SUPPLIED RECORDS START

PR #99, opened 2019-06-18
[WIP] Server Docker Image

niccokunzmann:
This is work in progress. I would like to create a version of the server image which can be set up with a low skill level and only a few required options.

If you have suggestions, they are welcome. If I fail, this is a pull request which people can look at later.

TODO:

- [x] how to configure olsrd
- [ ] start the image
- [ ] connect to it with a valid installation
- [ ] create automated build or delete the section about providing the image [comment](https://github.com/wlanslovenija/tunneldigger/pull/99/files/75095f220bf03ea07845d24861d0dd9da635e121#r295940349)
- [X] clarify if OLSR is needed/nice to have/useless [comment](https://github.com/wlanslovenija/tunneldigger/pull/99#discussion_r295939518)
- [ ] add meaning of [comment](https://github.com/wlanslovenija/tunneldigger/pull/99#discussion_r295985587) in the [routing deamon](https://tunneldigger.readthedocs.io/en/latest/server.html#routing-daemon) Section
- [x] remove OLSR
- [ ] add DHCP for client and broker

PR #112, opened 2019-10-19
bump Ubuntu version we use on CI

RalfJung:
I'll use this PR to debug our CI problems.

@kaechele you mentioned already trying this an running into LXC issues. Do you have a branch for that? Also you suggested to use Vagrant instead for testing; that's fine for me but my Vagrant experience is about on the same level as my LXC experience (which is zero). We also have a [WIP docker image](https://github.com/wlanslovenija/tunneldigger/pull/99) that might help, maybe.

### DIFF
--- a/.travis.yml
+++ b/.travis.yml
@@ -19,15 +19,16 @@ install:
   - sudo modprobe nf_conntrack_netlink
   - sudo iptables -t nat -L >/dev/null
   - sudo iptables -t filter -P FORWARD ACCEPT
-  - sudo /usr/bin/python3 ./tests/tunneldigger.py --setup
+  - sudo /usr/bin/python3 ./tests/tunneldigger.py --setup bionic
+  - sudo /usr/bin/python3 ./tests/tunneldigger.py --setup trusty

SUPPLIED RECORDS END

*TASK:*
Could you return all lines from the data above that contain the string "opened"?

*ANSWER TO THIS PROBLEM:*
PR #99, opened 2019-06-18
PR #112, opened 2019-10-19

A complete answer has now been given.